- **Task description**
When you reply, transcribe every line of the data below exactly.

- **Available records**
PR #908, opened 2024-07-25
Update @vscode/extension-telemetry package

alexweininger:


nturinski (dismissed):
You may need to update the dev package too to get rid of these build error typings.

motm32 (approved):

PR #1006, opened 2025-11-11
eng: Linting: manual fixes

bwateratmsft:


src/git.ts
bwateratmsft: This file had to be renamed as it was not actually just declarations.

PR #1010, opened 2025-11-12
Use the fancy new eng package!

bwateratmsft:
~~TODO: Release the eng package and install it~~


.vscodeignore
bwateratmsft: TODO: Need to verify VSIX before/after.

- **Result below**
PR #908, opened 2024-07-25
Update @vscode/extension-telemetry package

alexweininger:


nturinski (dismissed):
You may need to update the dev package too to get rid of these build error typings.

motm32 (approved):

PR #1006, opened 2025-11-11
eng: Linting: manual fixes

bwateratmsft:


src/git.ts
bwateratmsft: This file had to be renamed as it was not actually just declarations.

PR #1010, opened 2025-11-12
Use the fancy new eng package!

bwateratmsft:
~~TODO: Release the eng package and install it~~


.vscodeignore
bwateratmsft: TODO: Need to verify VSIX before/after.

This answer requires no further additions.